■ DATASET EXTRACT
☆ ☆ ☆ ☆

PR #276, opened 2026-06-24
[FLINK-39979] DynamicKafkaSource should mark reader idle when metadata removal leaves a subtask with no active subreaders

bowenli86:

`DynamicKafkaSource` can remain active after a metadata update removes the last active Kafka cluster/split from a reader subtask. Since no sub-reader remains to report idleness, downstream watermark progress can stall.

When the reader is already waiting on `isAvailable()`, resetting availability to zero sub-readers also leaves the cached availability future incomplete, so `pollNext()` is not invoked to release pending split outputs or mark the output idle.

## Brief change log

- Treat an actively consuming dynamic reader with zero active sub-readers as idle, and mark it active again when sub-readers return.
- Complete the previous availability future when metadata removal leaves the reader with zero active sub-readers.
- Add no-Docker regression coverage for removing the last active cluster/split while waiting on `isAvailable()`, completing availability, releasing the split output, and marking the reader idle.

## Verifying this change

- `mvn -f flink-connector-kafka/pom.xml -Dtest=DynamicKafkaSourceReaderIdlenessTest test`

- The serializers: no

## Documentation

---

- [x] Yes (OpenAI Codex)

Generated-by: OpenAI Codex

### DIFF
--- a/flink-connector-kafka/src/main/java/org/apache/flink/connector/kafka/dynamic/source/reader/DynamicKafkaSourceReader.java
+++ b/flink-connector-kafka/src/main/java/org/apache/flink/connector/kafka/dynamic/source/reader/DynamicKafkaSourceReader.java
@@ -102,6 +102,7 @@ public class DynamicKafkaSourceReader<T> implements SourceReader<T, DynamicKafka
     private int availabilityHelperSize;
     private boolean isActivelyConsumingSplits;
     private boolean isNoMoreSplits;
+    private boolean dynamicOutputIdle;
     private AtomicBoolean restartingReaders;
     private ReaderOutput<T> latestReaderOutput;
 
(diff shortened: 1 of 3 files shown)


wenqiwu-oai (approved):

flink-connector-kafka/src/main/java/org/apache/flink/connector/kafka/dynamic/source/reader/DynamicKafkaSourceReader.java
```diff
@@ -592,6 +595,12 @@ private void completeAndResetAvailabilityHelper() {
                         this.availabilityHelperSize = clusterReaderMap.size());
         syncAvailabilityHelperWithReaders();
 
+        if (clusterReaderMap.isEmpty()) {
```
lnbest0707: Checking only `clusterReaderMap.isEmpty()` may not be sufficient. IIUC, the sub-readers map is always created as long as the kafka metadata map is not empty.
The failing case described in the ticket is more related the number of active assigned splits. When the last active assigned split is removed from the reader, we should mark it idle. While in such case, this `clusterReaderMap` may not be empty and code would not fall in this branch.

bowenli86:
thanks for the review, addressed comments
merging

☆ ☆ ☆ ☆

■ ACTIVITY
Each line that mentions the string "private" must be copied from the listing.

■ TASK ANSWER
     private int availabilityHelperSize;
     private boolean isActivelyConsumingSplits;
     private boolean isNoMoreSplits;
+    private boolean dynamicOutputIdle;
     private AtomicBoolean restartingReaders;
     private ReaderOutput<T> latestReaderOutput;
@@ -592,6 +595,12 @@ private void completeAndResetAvailabilityHelper() {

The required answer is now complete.